Issue #400, opened 2024-05-20
Add support for providing a URL to monitor


haydentherapper:
**Description**

The binary supports a `url` flag, defaulting to the production Rekor instance. The reusable workflow should take an optional parameter for the URL as well, so that the staging instance or private deployments can be monitored.

Horiodino:
@haydentherapper,  let me know if this issue is still open. Is there anything else I should be aware of? Thanks

haydentherapper:
Yep, it is! For this, we just need to add a configurable URL to the two reusable workflows and pass it to the binary with the `--url` flag.

PR #595, opened 2025-02-06
Added support for providing a custom URL to monitor

Horiodino:
#### Summary

Add option for using custom url . 
fixes: https://github.com/sigstore/rekor-monitor/issues/400

#### Documentation

the --url takes a url if its empty default is used.(please add it to the docks)

### DIFF
--- a/.github/workflows/ct_reusable_monitoring.yml
+++ b/.github/workflows/ct_reusable_monitoring.yml
@@ -26,6 +26,10 @@ on:
         description: 'multiline yaml of configuration settings for identity monitor run'
         required: false
         type: string
+      url:
+        description: 'Optional URL to pass to the monitor'
+        required: false
+        type: string
 
 permissions:
   contents: read
@@ -74,7 +78,13 @@ jobs:
         run: cat ${{ env.LOG_FILE }}
         # Skip on first run
         continue-on-error: true
-      - run: go run ./cmd/ct_monitor --config ${{ inputs.config }} --file ${{ env.LOG_FILE }} --once=${{ inputs.once }}
+      - run: |
+          go run ./cmd/ct_monitor \
+          --config ${{ inputs.config }} \
+          --file ${{ env.LOG_FILE }} \
+          --once=${{ inputs.once }} \
+          ${{ inputs.url && format('--url {0}', inputs.url) || '' }}
+
       - name: Upload checkpoint
         uses: actions/upload-artifact@65c4c4a1ddee5b72f698fdd19549f0f0fb45cf08 # v4.6.0
         with:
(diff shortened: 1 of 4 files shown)


Horiodino:
@haydentherapper I noticed that both Cli are using standard go pkg , not using the Cobra . I'm not sure if this was intentional, but I believe using Cobra would be a better approach since it's more maintainable and structured for CLI applications. Let me know your thoughts. If you agree, feel free to create an issue, and I'll handle the migration to Cobra. Otherwise no problem.

haydentherapper:
> @haydentherapper I noticed that both Cli are using standard go pkg , not using the Cobra . I'm not sure if this was intentional, but I believe using Cobra would be a better approach since it's more maintainable and structured for CLI applications. Let me know your thoughts. If you agree, feel free to create an issue, and I'll handle the migration to Cobra. Otherwise no problem.

Thanks, but given the simplicity of the codebase, I'd rather stick with the standard library unless we need a feature from a third-party library.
--------------------
_YOUR ASSIGNMENT:_ Find the string "workflows" in the data. Report each line it appears in.

_REPLY:_
Yep, it is! For this, we just need to add a configurable URL to the two reusable workflows and pass it to the binary with the `--url` flag.
--- a/.github/workflows/ct_reusable_monitoring.yml
+++ b/.github/workflows/ct_reusable_monitoring.yml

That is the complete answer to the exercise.